In homework 2, we are required to modify the relevant system call in rv32emu to display the result and convert the output from numerical to ASCII format.
```scala
jal ra, pimo
addi a0, a0, 48
la t0, buffer
sb zero, 1(t0)
sb a0, 0(t0)
li a0, 1
la a1, buffer
li a2, 2
li a7, SYSWRITE
ecall # print result of pimo (which is in a0)
```
In homework3,
```scala
# sw result in mem
sw a0, 0(s3)
```
The subsequent steps outline the modifications I made to enable the code to run on the Single Cycle CPU.
- Put my code `main.S` into `/csrc` directory.
- Saves the output result at memory addresses `0x4, 0x8, 0xC, and 0x10`.
- Modify the `Makefile` to generate `main.asmbin`.
- After generating `main.asmbin`, move this file to the directory `src/main/resources`.
- Add a corresponding test named `Hw2Test` in the `CPUTest.scala` file.
### Test my RISC-V assembly
To test my RISC-V assembly code, I've added a test named Hw2Test to CPUTest.scala.

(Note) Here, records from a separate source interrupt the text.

PR #583, opened 2023-07-27
Clean up `miniscript/mod.rs`

tcharding:
Make an effort to clean up the `miniscript/mod.rs` file. I could not see a reason for all the separate impl blocks, is there one? Please note this PR does not fix all the docs, just does ones that should not be too hard to review.

### DIFF
--- a/src/miniscript/mod.rs
+++ b/src/miniscript/mod.rs
@@ -64,8 +64,8 @@ pub struct Miniscript<Pk: MiniscriptKey, Ctx: ScriptContext> {
 }
 
 /// `PartialOrd` of `Miniscript` must depend only on node and not the type information.
-/// The type information and extra_properties can be deterministically determined
-/// by the ast.
+///
+/// The type information and extra properties are implied by the AST.
 impl<Pk: MiniscriptKey, Ctx: ScriptContext> PartialOrd for Miniscript<Pk, Ctx> {
     fn partial_cmp(&self, other: &Miniscript<Pk, Ctx>) -> Option<cmp::Ordering> {
         Some(self.node.cmp(&other.node))
@@ -73,8 +73,8 @@ impl<Pk: MiniscriptKey, Ctx: ScriptContext> PartialOrd for Miniscript<Pk, Ctx> {
 }
 
 /// `Ord` of `Miniscript` must depend only on node and not the type information.
-/// The type information and extra_properties can be deterministically determined
-/// by the ast.
+///
+/// The type information and extra properties are implied by the AST.
 impl<Pk: MiniscriptKey, Ctx: ScriptContext> Ord for Miniscript<Pk, Ctx> {
     fn cmp(&self, other: &Miniscript<Pk, Ctx>) -> cmp::Ordering {
         self.node.cmp(&other.node)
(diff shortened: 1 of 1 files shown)


src/miniscript/mod.rs
```diff
@@ -59,7 +59,7 @@ pub struct Miniscript<Pk: MiniscriptKey, Ctx: ScriptContext> {
     pub ty: types::Type,
     ///Additional information helpful for extra analysis.
     pub ext: types::extra_props::ExtData,
-    /// Context PhantomData. Only accessible inside this crate
+    /// Needed because not all terminals are paramatized by script context.
```
apoelstra, line 62: In c874074b4a6dc6c7e47be1a8945b0a6aa015e437

This is actually just used to simulate `#[non_exhaustive]` which we did not have in 1.29. We can just drop it and add `#[non_exhaustive]`.

src/miniscript/mod.rs
```diff
@@ -64,37 +64,40 @@ pub struct Miniscript<Pk: MiniscriptKey, Ctx: ScriptContext> {
 }
 
 /// `PartialOrd` of `Miniscript` must depend only on node and not the type information.
-/// The type information and extra_properties can be deterministically determined
-/// by the ast.
+///
+/// The type information and extra_properties can be deterministically determined by the AST.
```
apoelstra: In 33c04e24d8e9bbf7265d5d36e3b1ec53f2c26762:

While we're touching this, let's replace "can be deterministically determined" with "are implied" :P.

apoelstra:
5182529637632e8f78edaff812a86b23a9cfdeff looks good otherwise

src/miniscript/mod.rs
tcharding: Did you think this was an enum? I think the comment is correct IIUC, if we remove the phantom we get build error
```
error[E0392]: parameter `Ctx` is never used
  --> src/miniscript/mod.rs:55:42
   |
55 | pub struct Miniscript<Pk: MiniscriptKey, Ctx: ScriptContext> {
   |                                          ^^^ unused parameter
   |
   = help: consider removing `Ctx`, referring to it in a field, or using a marker such as `PhantomData`
```

tcharding:
Changes in force push:
- Fixed docs as suggested
- Added a couple of lines of whitespace that were missing from the original refactorings
- Fixed formatting in the last patch

tcharding:
... and fixed the rebase

tcharding:
And rebased on master to pick up the pinning fix.

src/miniscript/mod.rs
apoelstra: Oh, no, I think actually I'm just wrong. But I don't understand your comment. `Ctx` is clearly used in the `node` field, this error is just a bug in rustc (which I think has been well-known for many years). We should change the comment to clarify this.

And it *is* doing double-duty as a `#[non_exhaustive]` tag, which is fine. It prevents users from directly constructing this type.

apoelstra:
55e65f3987a348baa98fe34b94d71bdf7fdab6ff is good except I'd like to change the comment on the phantom.

src/miniscript/mod.rs
tcharding: Oh I thought it was being caused by the fact that not all variants of `Terminal` have `Ctx`. Not sure what to write there now, the original is definitely just noise though.

tcharding:
I just dropped the phantom doc change altogether.

apoelstra (approved):
ACK a60c642a54d685450aa9e117d854c624108ff7e5

PR #584, opened 2023-07-30
reduce binary bloat by removing generic param from type_check

benma:
The binary sizes are increased a lot by the use of generics. In one case, there is a lot of needless bloat by using a generic type param for the callback argument in the type_check function of the Property trait.

    cargo build --example parse --release && du -sb target/release/examples/parse

Results in a binary size of 1784152 bytes.

With this commit, the binary size is decreased by 12288 bytes, which is significant for embedded/no_std use.

The sizes above were achieved by adding this to Cargo.toml:

```
[profile.release]
strip = true
panic = "abort"
opt-level = 's'
codegen-units = 1
lto = true
```

Though the difference is roughly the same also without the optimizations.

As an additional benefit, code clarity is improved as the child arg was unused in some of the trait implementations.

### DIFF
--- a/src/miniscript/astelem.rs
+++ b/src/miniscript/astelem.rs
@@ -47,7 +47,7 @@ impl<Pk: MiniscriptKey, Ctx: ScriptContext> Terminal<Pk, Ctx> {
 impl<Pk: MiniscriptKey, Ctx: ScriptContext> fmt::Debug for Terminal<Pk, Ctx> {
     fn fmt(&self, f: &mut fmt::Formatter) -> fmt::Result {
         f.write_str("[")?;
-        if let Ok(type_map) = types::Type::type_check(self, |_| None) {
+        if let Ok(type_map) = types::Type::type_check(self) {
             f.write_str(match type_map.corr.base {
                 types::Base::B => "B",
                 types::Base::K => "K",
--- a/src/miniscript/decode.rs
+++ b/src/miniscript/decode.rs
@@ -25,10 +25,6 @@ use crate::prelude::*;
 use crate::Descriptor;
 use crate::{bitcoin, hash256, AbsLockTime, Error, Miniscript, MiniscriptKey, ToPublicKey};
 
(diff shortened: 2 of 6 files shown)


sanket1729:
Thanks for the PR and bringing up the issue of binary sizes of rust-miniscript. I might take this up as some weekend project in the near future.

sanket1729:
There are a lot of things we can do in the longer term to help this. We can split out the crates into multiple separate crates like `psbt`, `interpreter`, `descriptor` and `policy`. This would reduce the compilation time and memory usage by offering flexibility. 

As pointed by @benma , this is because we use a lot of generics. In particular, almost every single function is being monomorphized for each `Ctx`. 
There are 4 types of Contexts (Bare, Legacyp2sh, Segwitv0, Taproot) that are compiled for each descriptor method. One idea might be to define `Terminal` without the Context. Guard `Miniscript` with appropriate Context while in the constructor `Miniscript::from_ast`. This should significantly reduce the code duplication and have a good impact on binary sizes.

apoelstra:
This PR looks like a good start reducing compile sizes. It also gets rid of that awful `return_none` function.

apoelstra:
>please make sure this change does not break anything

Well, I'm pretty sure it *is* a breaking API change, but that's okay, most users are not directly calling type inference functions or implementing type inference traits.

>I am not sure if the unit tests cover everything

I'm confident that the unit tests sufficiently cover both the `None` and `Some` cases of the old API, so if they continue to pass then I think we're good. I also ran all the fuzztests for 5 minutes each. The only thing I'm less confident about is whether the `unreachable` clause you added is actually unreachable (unless somebody goes and adds a new explicit call :)). But I think it is.

benma:
Reminder to merge. Let me know if anything is missing that I can provide. Thanks.

apoelstra:
@sanket1729 i'm good to merge this if you are.

sanket1729 (approved):
ACK 0c411db3fbf950cedccf113e634bfb8e1b89c314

Here, I verify the results at memory addresses `0x4, 0x8, 0xC, and 0x10`.
```scala
class Hw2Test extends AnyFlatSpec with ChiselScalatestTester {
behavior.of("Single Cycle CPU")
it should "Implementation of multiplication overflow prediction for unsigned integers using CLZ" in {
test(new TestTopModule("main.asmbin")).withAnnotations(TestAnnotations.annos) { c =>
for (i <- 1 to 10) {
c.clock.step(1000)
c.io.mem_debug_read_address.poke((i * 4).U) // Avoid timeout
}
// result should be 0 0 1 1
c.io.mem_debug_read_address.poke(4.U)
c.clock.step()
c.io.mem_debug_read_data.expect(0.U)
c.io.mem_debug_read_address.poke(8.U)
c.clock.step()
c.io.mem_debug_read_data.expect(0.U)
c.io.mem_debug_read_address.poke(12.U)
c.clock.step()
c.io.mem_debug_read_data.expect(1.U)
c.io.mem_debug_read_address.poke(16.U)
c.clock.step()
c.io.mem_debug_read_data.expect(1.U)
}
}
}
```
Run test:
```scala
sbt "testOnly riscv.singlecycle.Hw2Test"
```
Output:
```
[info] welcome to sbt 1.9.7 (OpenLogic Java 11.0.21)
[info] loading settings for project ca2023-lab3-build from plugins.sbt ..
[info] loading project definition from /home/jimmy/ca2023-lab3/project
[info] loading settings for project root from build.sbt ...
[info] set current project to mycpu (in build file:/home/jimmy/ca2023-lab3/)
[info] Hw2Test:
[info] Single Cycle CPU
[info] - should Implementation of multiplication overflow prediction for unsigned integers using CLZ
[info] Run completed in 29 seconds, 876 milliseconds.
[info] Total number of tests run: 1
[info] Suites: completed 1, aborted 0
[info] Tests: succeeded 1, failed 0, canceled 0, ignored 0, pending 0
[info] All tests passed.
[success] Total time: 35 s, completed Nov 25, 2023, 2:34:59 PM
```
### Using Verilator to Run the Assembly
```scala
./run-verilator.sh -instruction src/main/resources/main.asmbin -time 2000 -vcd dump01.vcd
```
Output:
```
-time 2000
-memory 1048576
-instruction src/main/resources/main.asmbin
[-------------------->] 100%
```
Use GTKWave to see wave
Case 1:

> prev cycle

> next cycle
- Instruction `0x024000EF` is equal to `jal ra, pimo`(jal x1, 36).
- PC is now `0x00001050`,and regs_write_source=`0b11`.So write back value ra = PC+4.
- 
- Target jump address is `0x1074`(Computed from ALU),and `if_jump_flag` is 1(Computed from Jump judge).
- So next cycle PC is set to `0x1074`.
Case 2:

- Instruction `0x00512023` is equal to `sw t0, 0(sp)`(sw x5, 0(x2)).
- `io_memory_write_enable` is 1,because it is a store word instruction.
- ALU.op1 is the address of sp, and ALU.op2 is the offset(immeditate).
- `im_mem_alu_result` is the target writing memory address.
- `regs_io_read_datas` is the value stored in $a0.
Case 3:

- Instruction `0x00512023` is equal to `li s3, 4`(addi x19, x0, 4).
- ALU.op1 is the value of x0, and ALU.op2 is the value of immediate.
- `ALU.mem_alu_result` is 0x4 and `wb_reg_write_source` is 0b00. So `regs_write_data` is set by `ALU.mem_alu_result`.
- Target register is 0x13(`$s3`),and `regs_io_write_enable` is 1. So $s3 will be set to 4.